### WHAT TO WORK ON
Please write each record out again word for word.

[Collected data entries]
+===+
PR #20563, opened 2018-03-30
CLN: Use new-style classes instead of old-style classes

jschendel:
Noticed some [lgtm.com alerts](https://lgtm.com/projects/g/pydata/pandas/snapshot/f85a69a8fdaed49747c4db61f5177a296cf290eb/files/scripts/validate_docstrings.py?sort=name&dir=ASC&mode=heatmap&showExcluded=false#L108) about the [`@property` decorator not working in old-style classes](https://lgtm.com/rules/10030086/) in `scripts/validate_docstrings.py`.  I don't think this actually causes any undesired behavior in that script though.

Figured this would be a good time to enforce new-style classes throughout the codebase:
  - Converted old-style classes to new-style classes
      - Basically just inserted `(object)`.
  - Added a check to `lint.sh` for old-style classes, since `flake8` doesn't look to be catching it.
      - Maybe there's a way to enforce this in `flake8` instead?
  - Didn't hit the Cython code; not exactly sure what the new-style vs. old-style conventions are there.

### DIFF
--- a/ci/lint.sh
+++ b/ci/lint.sh
@@ -165,6 +165,14 @@ if [ "$LINT" ]; then
         RET=1
     fi
     echo "Check for deprecated messages without sphinx directive DONE"
+
+    echo "Check for old-style classes"
+    grep -R --include="*.py" -E "class\s\S*[^)]:" pandas scripts
+
+    if [ $? = "0" ]; then
+        RET=1
+    fi
+    echo "Check for old-style classes DONE"
     
 else
     echo "NOT Linting"
--- a/pandas/io/sas/sas_constants.py
+++ b/pandas/io/sas/sas_constants.py
@@ -102,7 +102,7 @@ encoding_names = {29: "latin1", 20: "utf-8", 33: "cyrillic", 60: "wlatin2",
                   61: "wcyrillic", 62: "wlatin1", 90: "ebcdic870"}
 
 
-class index:
+class index(object):
     rowSizeIndex = 0
     columnSizeIndex = 1
     subheaderCountsIndex = 2
--- a/pandas/io/sas/sas_constants.py
+++ b/pandas/io/sas/sas_constants.py
@@ -102,49 +102,49 @@ encoding_names = {29: "latin1", 20: "utf-8", 33: "cyrillic", 60: "wlatin2",
                   61: "wcyrillic", 62: "wlatin1", 90: "ebcdic870"}
 
 
-class index(object):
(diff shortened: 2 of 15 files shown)


ci/lint.sh
```diff
@@ -165,6 +165,14 @@ if [ "$LINT" ]; then
         RET=1
     fi
     echo "Check for deprecated messages without sphinx directive DONE"
+
+    echo "Check for old-style classes"
+    grep -R --include="*.py" -E "class\s\S*[^)]:" pandas scripts
```
jschendel: not a regex wizard, so an extra careful look here would be appreciated

jreback:
maybe we should add some extra flake8 plugins
https://pypi.python.org/pypi?%3Aaction=search&term=flake8&submit=search

would need to add to the requirements_dev and prob modify the ci slightly to install

can u make a separate issue?

mroeschke:
There's a Python package called [hacking](https://github.com/openstack-dev/hacking) that has flake8 extensions that seems to have a lint check for this:

    H238 = hacking.checks.python23:hacking_no_old_style_class

pandas/io/sas/sas_constants.py
```diff
@@ -102,7 +102,7 @@
                   61: "wcyrillic", 62: "wlatin1", 90: "ebcdic870"}
 
 
-class index:
+class index(object):
```
jreback: can you rename this class (capitalize, but needs a differnt name then)

pandas/tests/io/json/test_ujson.py
```diff
@@ -800,7 +800,7 @@ def test_loadFile(self):
             np.array([1, 2, 3, 4]), ujson.load(f, numpy=True))
 
     def test_loadFileLikeObject(self):
-        class filelike:
+        class filelike(object):
```
jreback: can you rename this

pandas/tests/test_resample.py
```diff
@@ -1082,7 +1082,7 @@ def test_resample_how_callables(self):
         def fn(x, a=1):
             return str(type(x))
 
-        class fn_class:
+        class fn_class(object):
```
jreback: can you rename this

jreback (changes requested):
lgtm. some renamings. ping on green.

jschendel:
@jreback : green

jorisvandenbossche:
@jschendel Thanks!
+===+
### TASK OUTPUT
PR #20563, opened 2018-03-30
CLN: Use new-style classes instead of old-style classes

jschendel:
Noticed some [lgtm.com alerts](https://lgtm.com/projects/g/pydata/pandas/snapshot/f85a69a8fdaed49747c4db61f5177a296cf290eb/files/scripts/validate_docstrings.py?sort=name&dir=ASC&mode=heatmap&showExcluded=false#L108) about the [`@property` decorator not working in old-style classes](https://lgtm.com/rules/10030086/) in `scripts/validate_docstrings.py`.  I don't think this actually causes any undesired behavior in that script though.

Figured this would be a good time to enforce new-style classes throughout the codebase:
  - Converted old-style classes to new-style classes
      - Basically just inserted `(object)`.
  - Added a check to `lint.sh` for old-style classes, since `flake8` doesn't look to be catching it.
      - Maybe there's a way to enforce this in `flake8` instead?
  - Didn't hit the Cython code; not exactly sure what the new-style vs. old-style conventions are there.

### DIFF
--- a/ci/lint.sh
+++ b/ci/lint.sh
@@ -165,6 +165,14 @@ if [ "$LINT" ]; then
         RET=1
     fi
     echo "Check for deprecated messages without sphinx directive DONE"
+
+    echo "Check for old-style classes"
+    grep -R --include="*.py" -E "class\s\S*[^)]:" pandas scripts
+
+    if [ $? = "0" ]; then
+        RET=1
+    fi
+    echo "Check for old-style classes DONE"
     
 else
     echo "NOT Linting"
--- a/pandas/io/sas/sas_constants.py
+++ b/pandas/io/sas/sas_constants.py
@@ -102,7 +102,7 @@ encoding_names = {29: "latin1", 20: "utf-8", 33: "cyrillic", 60: "wlatin2",
                   61: "wcyrillic", 62: "wlatin1", 90: "ebcdic870"}
 
 
-class index:
+class index(object):
     rowSizeIndex = 0
     columnSizeIndex = 1
     subheaderCountsIndex = 2
--- a/pandas/io/sas/sas_constants.py
+++ b/pandas/io/sas/sas_constants.py
@@ -102,49 +102,49 @@ encoding_names = {29: "latin1", 20: "utf-8", 33: "cyrillic", 60: "wlatin2",
                   61: "wcyrillic", 62: "wlatin1", 90: "ebcdic870"}
 
 
-class index(object):
(diff shortened: 2 of 15 files shown)


ci/lint.sh
```diff
@@ -165,6 +165,14 @@ if [ "$LINT" ]; then
         RET=1
     fi
     echo "Check for deprecated messages without sphinx directive DONE"
+
+    echo "Check for old-style classes"
+    grep -R --include="*.py" -E "class\s\S*[^)]:" pandas scripts
```
jschendel: not a regex wizard, so an extra careful look here would be appreciated

jreback:
maybe we should add some extra flake8 plugins
https://pypi.python.org/pypi?%3Aaction=search&term=flake8&submit=search

would need to add to the requirements_dev and prob modify the ci slightly to install

can u make a separate issue?

mroeschke:
There's a Python package called [hacking](https://github.com/openstack-dev/hacking) that has flake8 extensions that seems to have a lint check for this:

    H238 = hacking.checks.python23:hacking_no_old_style_class

pandas/io/sas/sas_constants.py
```diff
@@ -102,7 +102,7 @@
                   61: "wcyrillic", 62: "wlatin1", 90: "ebcdic870"}
 
 
-class index:
+class index(object):
```
jreback: can you rename this class (capitalize, but needs a differnt name then)

pandas/tests/io/json/test_ujson.py
```diff
@@ -800,7 +800,7 @@ def test_loadFile(self):
             np.array([1, 2, 3, 4]), ujson.load(f, numpy=True))
 
     def test_loadFileLikeObject(self):
-        class filelike:
+        class filelike(object):
```
jreback: can you rename this

pandas/tests/test_resample.py
```diff
@@ -1082,7 +1082,7 @@ def test_resample_how_callables(self):
         def fn(x, a=1):
             return str(type(x))
 
-        class fn_class:
+        class fn_class(object):
```
jreback: can you rename this

jreback (changes requested):
lgtm. some renamings. ping on green.

jschendel:
@jreback : green

jorisvandenbossche:
@jschendel Thanks!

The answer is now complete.